I came across this book and started reading it for no particular reason and I have to say that this is one of the more exciting books on all things Marxist and legal theory. This review does a great job of presenting the issues:
In this cloistered atmosphere, Michael Head’s book, Evgeny Pashukanis, A Critical Reappraisal, shines the light of day on one of the most important legal theories to come out of “the boldest and most sweeping experiment of the 20th century”—the October 1917 Russian Revolution. Head is a law professor at the University of Western Sydney in Australia and a regular contributor to the World Socialist Web Site.
Prior to the revolution, as now, the “rule of law” routinely put its seal of approval on economic exploitation, political repression and state murder. Upon seizing power, the Soviet government disposed of the previous courts, legal system and legal profession in its effort to radically refashion society and facilitate the ultimate “withering away” of the state.
Read the whole thing here.
From the review: “attention would shift from proving individual guilt to a more all-encompassing focus on the social and psychological symptoms. Examination of the social, cultural and economic environment associated with anti-social forms of behavior would replace the isolated focus on “the facts” of a single incident as the decisive factor in the process.”
In the current Western legal system, crime-as-symptom turns into the defense’s argument that the perpetrator is not responsible, not a subjective agent of his own behavior, in the same way that normal people presumably are.
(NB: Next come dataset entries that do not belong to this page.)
PR #498, opened 2019-08-27
WIP: Packaging

aarchiba:
This branch is meant to make PINT behave better with respect to python's (messy) packaging environment, so that it can be more reliably built, distributed, and installed. This includes making it work with "tox", a tool to systematically run the entire test suite in fresh virtualenvs for all supported versions of python.

### DIFF
--- a/MANIFEST.in
+++ b/MANIFEST.in
@@ -1,2 +1,3 @@
 include versioneer.py
 include pint/extern/_version.py
+include pyproject.toml
--- a/pyproject.toml
+++ b/pyproject.toml
@@ -1,0 +1,8 @@
+[build-system]
+# Minimum requirements for the build system to execute.
+requires = [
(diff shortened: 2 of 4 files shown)


aarchiba:
I have to admit I don't understand what's failing here.

On 2.7 and 3.6 it seems like maybe it's having trouble getting the support files? I don't think anything I did should have affected that.
On 3.5 it seems like there's a bogus numpy version problem - maybe a version conflict between a pre-installed numpy (no longer needed but presumably in the travis setup) and the one pip installs?

aarchiba:
Incidtentally with the tox-travis plugin tox can handle producing clean installs that have exactly the packages specified in the requirements files at each stage (e.g. it knows you need numpy to even run setup.py). This simulates installation on people's strange setups.

PR #500, opened 2019-08-27
Warnings cleanup

aarchiba:
Reduce the chatter during testing and actual use by ignoring known-unknown par file entries and cleaning up FutureWarnings. 

Ideally one would capture warnings as part of the testing process and show them only on failed tests; one could also write tests to ensure warnings are correctly emitted when, say, typos appear in par files. Unfortunately astropy's log mechanism defeats nosetests' attempts to manage log output and I haven't yet figured out how to make it behave.


aarchiba:
Okay, these Travis failures are definitely not my fault. It can't find ephemeris files?

Issue #191, opened 2016-11-26
Don't download datafiles in setup.py


cdeil:
You're currently doing downloading data files in `setup.py`:
https://github.com/nanograv/PINT/blob/master/setup.py#L43
```python
# TODO: need to check if datafile have all the datafile inplace. We do not want
# to download those files everytime we reinstall PINT
# Download data files
data_urls = [
        "ftp://ssd.jpl.nasa.gov/pub/eph/planets/bsp/de405.bsp",
        "ftp://ssd.jpl.nasa.gov/pub/eph/planets/bsp/de421.bsp",
        "ftp://ssd.jpl.nasa.gov/pub/eph/planets/bsp/de430t.bsp",
        "http://naif.jpl.nasa.gov/pub/naif/generic_kernels/pck/earth_latest_high_prec.bpc",
        "http://naif.jpl.nasa.gov/pub/naif/generic_kernels/pck/pck00010.tpc",
        "http://naif.jpl.nasa.gov/pub/naif/generic_kernels/lsk/naif0012.tls",
        "http://naif.jpl.nasa.gov/pub/naif/generic_kernels/pck/de-403-masses.tpc"
        ]
data_files = []
data_dir = 'datafiles'
for u in data_urls:
    os.system("wget -N -c -P pint/%s %s" % (data_dir, u))
    data_files.append(os.path.join(data_dir,u.split('/')[-1]))
```

Like the `TODO` comment says, that's no good, and I'd like to help implement something better.

The question is how exactly to do it.

How about using a shell environment variable `PINT_DATA` instead that the user has to set, that points to the directory where the files shall be located.
And then to provide a `download_data` function in `pint`, and load data via `PINT_DATA` from examples and the tests?

That's what we do in Gammapy for now. It has the advantage that it decouples the data from your software (`setup.py`), so it can also be done e.g. if you publish pint on PyPI some day and someone wants to use the 200 MB of data files with an installation coming from there.

Thoughts?

demorest:
Hi @cdeil , we purposefully removed a PINT environment variable a while back, I don't think we want to put it back in (at least, I don't).  For background see discussion in #115 .  These are a few different types of data PINT needs.  Some (like IERS data) are always being updated and we use the astropy download system for these.  The ones currently in setup.py should only need to be downloaded once.  Changing the download scheme for these would be fine, but I think it would be good to have a system-wide install (rather than per-user) by default.

paulray:
[...]

Issue #383, opened 2018-03-13
A way to pre-download data files for offline work


paulray:
We should provide a script or wiki page with instructions for how to download data files that are needed, so that astropy won't need to download them. This will allow people to work offline or from machines that can't download from JPL for whatever reason.

NihanPol:
Hi,
I am trying to run Enterprise using PINT on a remote cluster which does not have an internet connection. As a result, PINT cannot install the IERS files using astropy. I would really appreciate a way to be able to download these ancillary files with the installation of PINT with pip, if that's possible.

aarchiba:
Some files are cached by astropy, others (I think) by PINT directly, and those will be in different places. Unfortunately the set of all ephemeris files is a bit big for direct inclusion in github, although Git Large File Service might be workable. But the easiest would be to write a script that downloads all(?) up-to-date ephemerides to cache, another that does this and creates a package, a third that installs such a package, and finally a way to tell astropy and PINT not to worry if they can't see the internet to check for updates. This is not as complicated as it sounds, and astropy should have a similar thing for the same reason.

I think, if we were ever to support conda builds, I think they are more able to accommodate large binary blobs like this as part of a package. This would spare users having to download these large files on first use.

aarchiba:
Incidentally solving this problem might also resolve some erratic Travis failures like those that afflict PR #500 .

aarchiba:
Let me draw your attention to the astropy pull request:

https://github.com/astropy/astropy/pull/9182

It should be easy to write up a script that clears the astropy cache (or not), runs our test suite, and dumps out both the URLs needed and a ZIP file that can be loaded into astropy on another machine. This should cover most of the file requests from astropy; you can of course trigger any additional requests you like before dumping out the ZIP file.

Now, PINT's need for external data occurs only the first time you run setup.py on a fresh git clone (as far as I can tell). So that shouldn't be what's giving you headaches on airplanes.

paulray:
I think it checks and downloads IERS files if they have been updated, whenever you do a coordinate system conversion that needs the Earth rotation.

aarchiba:
Does it always check them? I thought that the data for times (far enough?) in the past never changed, so there would be no reason to update the IERS data unless you were working with a time that was more recent than the last update. I know there are temporary values for the time since the last release and the near future, but those could be kept separately.

aarchiba:
[...]

Issue #376, opened 2018-03-07
Could get_TOAs() be faster?


xuhengdada:
This may costs several minutes.

Forming the TOAs from a .tim file requires lots of time. The reason for this may be using the functions in astropy.coordinates to produce the barycentric positions and velocities.

So is there any methods to make this process faster? Writing C code to achieve this? 

It takes little time in tempo2 to form BATs.

paulray:
Can you provide an example .tim file and how long it is taking to load?

xuhenghb:
oh yeah, loading the NGC6440E.tim file in the examples files of PINT costs about 241 seconds. 

I also test other .tim file, the B1855+09 NANOGrav 11yr timing data, which has 5618 toas, and this takes about 249s. 

So the number of ToAs shouldn’t be the reason.

luojing1211:
That is wried, I have never experienced this before. Can you profile the get_TOAs() method?

scottransom:
yeah...  that is some kind of strange issue with your system I would think.  Loading the NGC6440E.tim file on my machine is nearly instantaneous!  I just ran "python examples/fit_NGC6440E.py" and the fill script, including starting python, reading the TOAs, doing the fit, showing the results, and making the plots, only takes about 2 sec total.

paulray:
Yes, for me files of that size are plenty fast.
I am running into issues loading millions of TOAs when processing photon data on bright sources. This does finish as long as I run on a machine with enough memory, but it could certainly use some speedup.  One issue that could be fixed is that a TOA() object is instantiated for every single photon, then destroyed once the TOAs.table is created.  It would be better to have a shortcut to make the table directly in that case.

xuhenghb:
my machine is mac. Just now I run get_TOA() on a linux machine, same problem……sigh

Here is profile result. the result is amazing, the real time looks small, but the actual time is so long, I'm totally confused!

## Profile Result:
INFO: Applying clock corrections (include_GPS = True, include_BIPM = True. [pint.toa]
INFO: Evaluating observatory clock corrections. [pint.observatory.topo_obs]
INFO: Applying GPS to UTC clock correction (~few nanoseconds) [pint.observatory.topo_obs]
INFO: Applying TT(TAI) to TT(BIPM) clock correction (~27 us) [pint.observatory.topo_obs]
INFO: Computing TDB columns. [pint.toa]
INFO: Computing positions and velocities of observatories and Earth (planets = False), using DE421 ephemeris [pint.toa]
[...]

PR #502, opened 2019-08-29
Clean up handling of downloaded files

aarchiba:
It turns out none of the data files we were downloading were used for anything. I have removed them and the downloading machinery. In future any files that do not change can be downloaded via `astropy.utils.download_file(url, cache=True)`, which caches them persistently and system-wide. Files that are updated remain an unsolved problem (both with and without this PR). The best current option is probably `astropy.utils.download_file(url, cache=False)`, which downloads them once per session.

Old message was:

The most important improvement here is that setup.py will actually stop, signal an error, if the data files are missing and it can't install them. This should produce a fast clean failure when trying to install  the package or produce a release rather than mysterious errors somewhere down the line.

The list of files and their MD5 hashes is also now a text file rather than being buried in the middle of setup.py, so other tools can get at them, in case someone wanted to write a script to download them.

If the Travis failures are related to a specific server, or if we have users who can't access US military servers, this could be made to allow a list of mirrors for each one; doesn't matter where they get it as long as the MD5 sum matches. (Well, okay, someone could create a fake file with the same MD5 sum if they wanted to.)

### DIFF
--- a/.travis.yml
+++ b/.travis.yml
@@ -4,14 +4,6 @@ language: python
 
 matrix:
     include:
-        - python: "2.7"
-        - python: "3.5"
-        - python: "3.6"
-        - python: "3.7"
-        - python: "3.6"
-          name: "Tests that don't need the ephemeris server"
-          script:
-            - (cd tests ; nosetests -v -a '!ephem_server' --with-coverage --cover-package=pint --ignore-files=.\*DISABLED.py)
         - script: wget https://data.nanograv.org/static/data/ephem/de405.bsp
           name: "NANOGrav ephemeris server accessible"
           install: []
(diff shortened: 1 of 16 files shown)


aarchiba:
Relevant to #191 #383 #376

paulray:
The `datafiles.txt` does not include any `deXXX.bsp` files. I guess those are cached by astropy in `~/.astropy/cache/download/py3`. So, if you want to work offline you need to trigger astropy to download those files first. Is that right?  Should `setup.py` trigger astropy to download at least the ephemeris files that we use in tests?

paulray:
Ah, I see now that is what your astropy PR is meant to deal with.

aarchiba:
This work is basically not the right solution because of #504 - this is designed for files like de421 that never change but are too big or too awkward to include at installation. This is not the problem here - we have (at least some) files that are continuously updated, and therefore need to be re-downloaded whenever the user's data demands it.

aarchiba:
Closes #191

aarchiba:
Okay, it may have gotten lost in the commits but there are now two new Travis jobs: one that does nothing but check that the NANOGrav ephemerides are available, so you can know that's why your other testing runs are going to fail, and another Travis job that runs all the tests that *don't* require the ephemeris server. Admittedly this isn't all that many. But the combination should help reassure contributors that all those failures aren't all their fault.

aarchiba:
Closes #504

aarchiba:
Closes #505

PR #516, opened 2019-09-10
Fix location of pint import for readthedocs

aarchiba:


aarchiba:
Sorry for the chaos, I'm not used to readthedocs and it doesn't build docs quite the same way I do on my local machine. Maybe tox could help?

PR #524, opened 2019-09-15
Convert all code to "black" formatting

aarchiba:
PINT source code is written by expert astronomers who may not be expert software developers. This has resulted in some unfortunate code formatting. Future commits will presumably also be quite variable in their formatting. The "black" code formatter (any color you like, as long as it is black) systematically reformats the code into its own format, which is simple, uniform, and well thought-out. This PR both runs all the current code through black, reformatting everything, and also installs pre-commit hooks so that "black" is run whenever one tries to commit new code.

From the prosecution’s side, the class action suit is a means of aggregating individual symptoms of illness or injury into evidence of a systemic crime having been perpetrated not against individuals but against populations. Did Pashukanis propose that the legal system regard widespread criminal behavior within some sector of the population as symptomatic of a systemic crime being perpetrated against that societal sector. I.e., a statistical bump in individual criminal behavior would be regarded as comparable to a statistical bump in cancers experienced among people living near a toxic waste dump. So criminals could be joined together as plaintiffs in a class action suit against criminalizing forces in the society?
I’m not sure, John. I get the impression that Pashukanis and others were mainly concerned with exposing the underlying ideological issues of the idea of law as such, that is, bourgeois law. I could be wrong here, but we tend to think of “law” as something natural and distinctly human, partially due to the long tradition of what can be labeled as “otherwise it’s unthinkable” hypotheticals of the social contract tradition. The book deals first and foremost with the accusation that Stalin and his legal system was a direct incarnation of all of these early Soviet discussions and therefore it’s a kind of “see what happens when you question the law?” accusation and the appropriate conclusion: we must take legality/lawfulness for granted the way we take “reason” or “rational agency” for granted, otherwise it will lead to some kind of Stalinism or anti-humanism (collectivism) without the idea of individual guilt and therefore individual responsibility.
I just got Pashukanis’ book on Marxist legal theory in Russian, I’m eager to see what he says about the issues you raise myself (Head’s book is just a great wide outline of the period and the problems). But I’m hoping the issues of criminality are taken as seriously as the issues of criminals. It is not novel for criminals to sue their victims – where’s there a case when a theft sued the owner of the house where the theft was injured? – I’m wondering, with Head, why there are no more meta-legal, more or less comprehensive discussion of criminality as such (unless I’m misinformed horribly)?